> [PROVIDED ENTRIES]:
PR #17914, opened 2019-03-30
fix(angular): make route observables available on constructor

daem0ndev:
The fix introduced in https://github.com/ionic-team/ionic/pull/17888 also broke certain expectations as observables on ActivatedRoute were no longer available at the constructor but only after ngOnInit, this could cause many breaking changes for users that expect to use the observables as they would in a vanilla angular app.

- Create observable proxies upon component construction

**Ionic Version**: 4.x

**Fixes**:


rgolea:
You sir, hats off to you my friend!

> [TASK STATEMENT]:
For this task, copy exactly the line with "- Create observable" and the lines that come after it, stopping at the end of the material above.

> [WRITTEN RESPONSE]:
- Create observable proxies upon component construction

**Ionic Version**: 4.x

**Fixes**:


rgolea:
You sir, hats off to you my friend!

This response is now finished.